Para comprender bien este éxito de librería sin precedentes, conviene representarse todos sus recorridos, el conjunto del mecanismo social, hombres e instituciones, al que los libreros se dirigieron. Y en primer lugar, la velada, esa institución popular por excelencia: estos pequeños libelos conocieron semejante suerte porque iban destinados no a ser leídos con los ojos, sino a ser leídos en voz alta y a ser escuchados. En aquellos tiempos, en que la mayor parte de la plebe era analfabeta, la posesión personal de un libro, de una biblioteca carecía de sentido. Pero la costumbre (confirmada principalmente por as quejas de los predicadores y por la iconografía) de reunirse por las noches en grupos de familias, en la ciudad y en el campo, , sobre todo en invierno –las mujeres hilando, los hombres reparando un apero de labranza, discutiendo- suple esta carencia. Además, se han llegado a plantear cuestiones descabelladas por escépticos de todo pelo: ¿existió la velada en el Antiguo Régimen? Recordemos tan sol el caso de los Ecreignes sólo en la Campaña[1], este texto extraído de las memorias de la Academia de las ciencias, inscripciones, bellas letras de Troyes, fechado en 1744. «las Ecreignes son casas excavadas bajo tierra y cubiertas con estiércol donde las jóvenes van a pasar la velada… [las Ecreignes de Dijon se llaman colmenas en Vesses]… El interior de una Ecreigne está provisto de asientos de tierra para sentar a las asistentes; en medio pende una lamparita, cuya escasa luz ilumina todo el edificio y que siempre se despabila con los dedos. Traen la lámpara por turno todos los que componen la Ecreigne. La campesina que le toca procura llegar a la cita la primera para recibir a las demás…
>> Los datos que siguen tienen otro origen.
PR #633, opened 2023-10-10
CORGI-824 exclude all test directory from syft scan

jasinner:
Syft is detecting components incorrectly from test data. I adjusted our existing exclude filter to filter out all directories with 'test' in the path. That covered 2 existing excludes as well as this new one with the rpmlint source code.

I will write a script to delete the existing bad components from rpmlint RPMs and attach it to CORGI-824


jasinner:

corgi/core/migrations/0095_clean_rpmlint_invalid_syft_deps.py
```diff
@@ -0,0 +1,20 @@
+from django.db import migrations
+
+
+def clean_rpmlint_invalid_syft_deps(apps, schema_editor):
+    Component = apps.get_model("core", "Component")
+
+    for rpmlint_src in Component.objects.filter(name="rpmlint", arch="src"):
+        # Delete any provide which wasn't detected by koji.listRPMs (the noarch rpm only)
+        rpmlint_src.provides.exclude(meta_attr__source__contains="koji.listRPMs").delete()
```
juspence, line 9: Should we schedule / rerun the SCA task for these SRPMs after we delete the non-Koji / SCA provides?

corgi/core/migrations/0095_clean_rpmlint_invalid_syft_deps.py
```diff
@@ -0,0 +1,20 @@
+from django.db import migrations
+
+
+def clean_rpmlint_invalid_syft_deps(apps, schema_editor):
+    Component = apps.get_model("core", "Component")
+
+    for rpmlint_src in Component.objects.filter(name="rpmlint", arch="src"):
```
juspence:
```suggestion
    for rpmlint_src in Component.objects.filter(name="rpmlint", type="RPM", arch="src"):
```

juspence (approved):
LGTM, comments are minor and sorry for the delay in getting to reviews lately.

corgi/core/migrations/0095_clean_rpmlint_invalid_syft_deps.py
jasinner: No need. It won't pick up anything new.

PR #634, opened 2023-10-10
fix mypy error with builds?ofuri endpoint and released components filter for rhel ga streams

jasinner:


JimFuller-RedHat (approved):
LGTM

PR #635, opened 2023-10-10
CORGI-834: Fix more Pyxis collector errors

juspence:
@RedHatProductSecurity/corgi-devs I'm still working on tests for this, but opening for review now since I lost part of Monday.

### DIFF
--- a/corgi/web/templates/product_manifest.json
+++ b/corgi/web/templates/product_manifest.json
@@ -83,7 +83,7 @@
       "packageFileName": "NOASSERTION",
       "SPDXID": "SPDXRef-{{obj.uuid}}",
       "supplier": "Organization: Red Hat",
-      "versionInfo": "{% if obj.epoch %}{{obj.epoch|escapejs}}-{% endif %}{{obj.version|escapejs}}{% if obj.release %}-{{obj.release|escapejs}}{% endif %}"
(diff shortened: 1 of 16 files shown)


corgi/web/templates/product_manifest.json
jasinner, line 1: What is the motivation for this? If the component is an RPM we won't include the epoch, or release in the versionInfo.

jasinner (commented):
Overall looks good to me thanks. Only concern is with the final commit which changes versionInfo in product manifest template.

corgi/web/templates/product_manifest.json
juspence: This is a template for a product, and "obj" here is a ProductStream (today - could be ProductVariant, ProductVersion, etc. in the future). AKA we're providing data for the last package in the list / the "packages" key. You can tell based on the licenseComments field, which is talking about "no licenses available for products, only components".

There is no obj.epoch or obj.release here, but Django templates are very forgiving and just convert obj.unknown_props to empty strings. The if statements end up always being False, so we still report just "obj.version", I think. But this was a bug I should have caught in a previous review (oops), so fixing it now.

jasinner: Ok, that makes sense to me to update it to obj.version for a ProductStream then.

PR #636, opened 2023-10-11
fix components missing from inactive (rhel-9.2.0) stream manifests

jasinner:
This should fix the broken performance test in stage and populate RHEL GA manifests (which are now inactive) with components.


jasinner:
@JimFuller-RedHat can you check this? I've verified it fixes the number of packages in the (inactive) rhel-9.2.0 manifest

jasinner:
performance-test is fixed by this so merge to fix problem CI pipeline.

PR #749, opened 2024-02-05
CORGI-830 license validation

jasinner:
This allows SPDX Validation to pass. Validation is now introduced as part of the *ManifestFile.render_content() function which used a Django Template, but now uses the spdx_tools library. Using the spdx_tools library makes validation easier, and also allows to build up the extracted_licensing_info list while building the packages.

I filed a couple of follow up issues, CORGI-999, and CORGI-1000 to improve the license parsing to use less licenseRefs in a future iteration. The [SPDX Specification says](https://spdx.github.io/spdx-spec/v2.3/other-licensing-information-detected/#102-extracted-text-field) that we should include the entire extracted license text when using licenseRefs, which I was not able to do here because I don't have that information. So instead I linked to the [Fedora Allowed License list](https://docs.fedoraproject.org/en-US/legal/) in that field of the SPDX Document.


jasinner:

JimFuller-RedHat (approved):
if it passes CI, LGTM

PR #756, opened 2024-02-09
CORGI-954 fix container nvr

jasinner:
This updates all existing Red Hat Container images to have the original NVR, and NEVRA values from Brew. It also ensures any new Container Images use the SoftwareBuild.name value instead of the Component.name value in building the NVR, and NEVRA because the Component.name value is often an public one obtained from Pyxis.


JimFuller-RedHat (approved):
nice work, LGTM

«Incluso la cháchara es el fundamento y objeto de la Ecreigne, y… el trabajo es sólo el pretexto. La conversación se anima pues, siempre viva, siempre brillante, se sostiene sin interrupción hasta la hora de la separación. Los asuntos que se tratan son numerosos. Se discute sobre las diferentes cualidades y sobre las propiedades de la hilaza; se enseña a hilar grueso o a hilar fino; de vez en cuando al acabar un huso se presenta la obra para aplaudirla o censurarla; se cuchichea sobre las aventuras frescas del pueblo o de las aldeas vecinas; algunas veces inclusive, pero pocas, llega el atrevimiento hasta las noticias de guerra y de Estado, que cada uno trata a su modo. Se habla de las apariciones de los espíritus; se traen a cuento historias de brujos y de hombres lobo. Para agudizar las mentes se proponen ciertos enigmas, vulgarmente conocidos por acertijos; por fin se hacen confidencias sobre las propias cosas y los amores; y se cantan canciones.
«Leyes severas prohíben a los muchachos entrar en las Ecreignes y a las muchachas recibirlos en ellas; lo que no impide que los primeros se cuelen allí, ni que estas últimas los reciban a su vez con gran placer». En el marco de la velada es donde se ha de situar esta lectura pública de la biblioteca azul: siempre hay, aun en el pueblo más pobre, alguien, cura, macero, soldado de regreso, que sabe leer; y puede, a la luz de la candela, o a la lumbre del hogar, hacer la lectura para todos: «Como van ustedes a escuchar» , «como podrán oír a continuación», estas fórmulas mismas, que se presentan con bastante frecuencia en las primeras líneas de estos librejos son prueba de cómo se usan. Y no cabe duda de que, leídos en voz alta, estos relatos se encuentran luego repetidos, comentados, confrontados a las tradiciones orales vecinas, releídos a gusto del auditorio, deformados en muchos casos. Y estas deformaciones mismas, que son la regla de toda transmisión oral, justifican nuestro propósito de estudiar los temas de esta literatura, y no sólo la letra. Así el narrador de la tradición oral, tal y como los estudios del folclore nos le representan por lo general, se ve sustituido de alguna forma por el lector que puede ser a la vez narrador y lector, pero que dispone de un auxiliar, el pequeño manojo recubierto de papel azul pronto deslucido en el que una de sus historias está escrita.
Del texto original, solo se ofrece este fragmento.